Given the known height of the flood wave, and the fact that within seventy minutes or less after the collapse the reservoir was virtually empty, the failure must have been sudden and complete. Seconds after it began, little of the dam remained standing, other than the center section and wing wall. The main dam, from west of the center section to the wing wall abutment atop the hillside, broke into several large pieces and numerous smaller pieces. All of these were washed downstream as 12.4 billion gallons (47 million m³) of water began surging down San Francisquito Canyon. The largest piece, weighing approximately 10,000 tons (9,000 metric tons) was found about three-quarters of a mile (1.2 km) below the dam site.

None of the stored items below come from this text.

PR #823, opened 2024-02-23
Move FlorisInterface .reinitialize() / .calculate_wake() to .set() / .run()

rafmudaf:
## Adopt .set() / .run() flow for FlorisInterface workflows

Currently, the typical flow for using FlorisInterface is to build a workflow around the `.reinitialize()` and `.calculate_wake()` functions. #801 suggests to add an additional step between these two for setting turbine operating conditions. In the subsequent discussion (see https://github.com/NREL/floris/discussions/801#discussioncomment-8468688), the idea to refactor this workflow resulted in the following suggestion:
```python
fi = FlorisInterface.from_dict(...)
fi.set(
    wind_directions=...,
    wind_speeds=...,
    any_other_input=...
)
fi.run()
```
This pull request implements the suggested workflow by adding `FlorisInterface.set()` and `FlorisInterface.run()` and removing `FlorisInterface.reinitialize()` and `FlorisInterface.calculate_wake()`.

The `FlorisInterface.set()` function allows for setting any of the supported inputs or operation settings individually or in batch:
```python
# These two are equivalent
fi.set(
    wind_directions=...,
    wind_speeds=...,
    any_other_input=...
)

fi.set(wind_directions=...)
fi.set(wind_speeds=...)
fi.set(any_other_input=...)
```
For any parameter that is part of the input (defined in the input file or input dictionary to `FlorisInterface` and `Floris`), the `.set()` function creates a new `Floris` object with the setting changed. This matches the functionality of `.reinitialize()`. Therefore, changes should be batched into one `.set()` when possible to save the overhead of creating the new objects. In either case, the parameters that aren't provided as arguments to the function are not changed in Floris including the operation settings.

If either `FlorisInterface.calculate_wake()` or `FlorisInterface.reinitialize()` are used from v3, an error is raised pointing the user to the upgrade guide.

RIP [calculate_wake()](https://github.com/NREL/floris/blob/v0.1.0/floris/flow_field.py#L142) 💀

## Related issue
Related to https://github.com/NREL/floris/discussions/801

`FlorisInterface` and any script or function that uses it.


rafmudaf:
Consider this flow for multiple calculations as implemented in #823:
```python
f = Floris.from_dict(...)

# Get power with non-zero yaw
f.set(wind_directions=..., wind_speeds=..., yaw_angles=...)
f.run()
yawed_power = f.get_farm_AEP()

# Get power with no yaw
f.reset_operation()    # Sets all operating set-points to their default
f.run()
baseline_power = f.get_farm_AEP()
```

This start to look like Floris is retaining memory, and this is the same paradigm we intended to remove in the shift from v2 to v3. In fact, `f.reset_operation()` resets the operating set-points and creates a new Floris object, so the memory is not retained. However, the user-facing API still implies that we're operating on a single instance.

@bayc I'm wondering whether you read this the same way, and if you have any feedback on this given our experience with v2 and the shift to v3. For my part, this flow feels like a backward step, but I think I'm stuck too much on the previous API's to give this a fair evaluation.

floris/tools/floris_interface.py
```diff
@@ -108,175 +111,134 @@ def copy(self):
...
-    def calculate_wake(
+    def set(
         self,
+        wind_speeds: list[float] | NDArrayFloat | None = None,
+        wind_directions: list[float] | NDArrayFloat | None = None,
+        wind_shear: float | None = None,
+        wind_veer: float | None = None,
+        reference_wind_height: float | None = None,
+        turbulence_intensities: list[float] | NDArrayFloat | None = None,
+        # turbulence_kinetic_energy=None,
```
paulf81, line 122: Should we go ahead and delete?

floris/tools/floris_interface.py
```diff
@@ -108,175 +111,134 @@ def copy(self):
...
-                )
-
-            # Must have first dimension = n_turbines
-            if disable_turbines.shape[1] != self.floris.farm.n_turbines:
-                raise ValueError(
-                    f"disable_turbines has a size of {disable_turbines.shape[1]} "
-                    f"in the 1th dimension, must be equal to "
-                    f"n_turbines={self.floris.farm.n_turbines}"
-                )
+    def reset_operation(self):
```
paulf81, line 203: If this function only calls another function do we still need it?  Is it a public private split?

floris/tools/floris_interface.py
```diff
@@ -477,6 +524,8 @@ def calculate_horizontal_plane(
         wd=None,
         ws=None,
         yaw_angles=None,
+        power_septoints=None,
+        disable_turbines=None,
```
paulf81, line 528: note the docstring args for this function is incomplete

floris/tools/floris_interface.py
```diff
@@ -560,6 +610,8 @@ def calculate_cross_plane(
         wd=None,
         ws=None,
         yaw_angles=None,
+        power_setpoints=None,
+        disable_turbines=None,
```
paulf81, line 614: docstring is incomplete

floris/tools/floris_interface.py
```diff
@@ -638,6 +692,8 @@ def calculate_y_plane(
...
```
paulf81, line 696: docstring is incomplete

floris/tools/parallel_computing_interface.py
```diff
@@ -279,7 +280,7 @@ def _postprocessing(self, output):
 
         return turbine_powers
 
-    def calculate_wake(self):
+    def calculate_wake(self): # TODO: Remove or update this function?
```
paulf81, line 283: Do we now know the resolution of this TODO item?

floris/tools/floris_interface.py
```diff
@@ -108,175 +111,134 @@ def copy(self):
...
-        self.floris.farm.power_setpoints = power_setpoints
-
         # Initialize solution space
         self.floris.initialize_domain()
 
         # Finalize values to user-supplied order
         self.floris.finalize()
 
-    def reinitialize(
+    def _reinitialize(
```
paulf81, line 241: Would it make sense for there to be functions like reininitialize() and calculate_wake() which solely exist to prompt users to read the v4 documentation?

floris/tools/floris_interface.py
rafmudaf: Good point. I'm not sure how to handle it. `_reinitialize` does set the operation set-points back to their defaults, but it's also very close to the v3 `reinitialize` so I think it's a bad idea to keep that as a public function if we want to move to a different workflow.

floris/tools/floris_interface.py
rafmudaf: Yes, that's a nice suggestion. I've added these two functions in https://github.com/NREL/floris/pull/823/commits/058930b053f2065469872bacb9f5ba69c2266b28.

paulf81:
@rafmudaf I noticed a test failing and traced it to a small issue in test_disabled_turbines and pushed up a fix

floris/tools/floris_interface.py
paulf81: I made a quick fix to both

floris/tools/floris_interface.py
paulf81: fixed

floris/tools/floris_interface.py
paulf81: I fixed both I think

paulf81:
These seems ready to merge from my point of view, only outstanding comment I see is a question on "TODO" item in the parellel_computing_interface, but that is really minor so I will approve

misi9170:
> @misi9170 It would be good to get your eyes here again when you have a chance. I think I've addressed the tests that we had discussed last week.

Thanks for setting those tests up @rafmudaf --- they look good to me.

Somewhat similarly, the dam portion east of the center section had also broken into several larger and smaller pieces. Unlike the western side, most of these came to rest near the base of the standing section. The largest fragments fell across the lower portion of the standing section, coming to rest partially on its upstream face. Initially, the two remaining sections of the dam remained upright. As the reservoir lowered, water undercut the already undermined eastern portion, which twisted and fell backwards toward the eastern hillside, breaking into three sections.

Harnischfeger and his family were most likely among the first casualties caught in the initial 140 ft high flood wave, which swept over their cottage about 1/4 mi downstream from the dam. The body of a woman who lived with the family was found fully clothed and wedged between two blocks of concrete near the base of the dam. This led to the suggestion she and Harnischfeger may have been inspecting the structure immediately before its failure. Neither Harnischfeger's body nor that of his six-year-old son were found.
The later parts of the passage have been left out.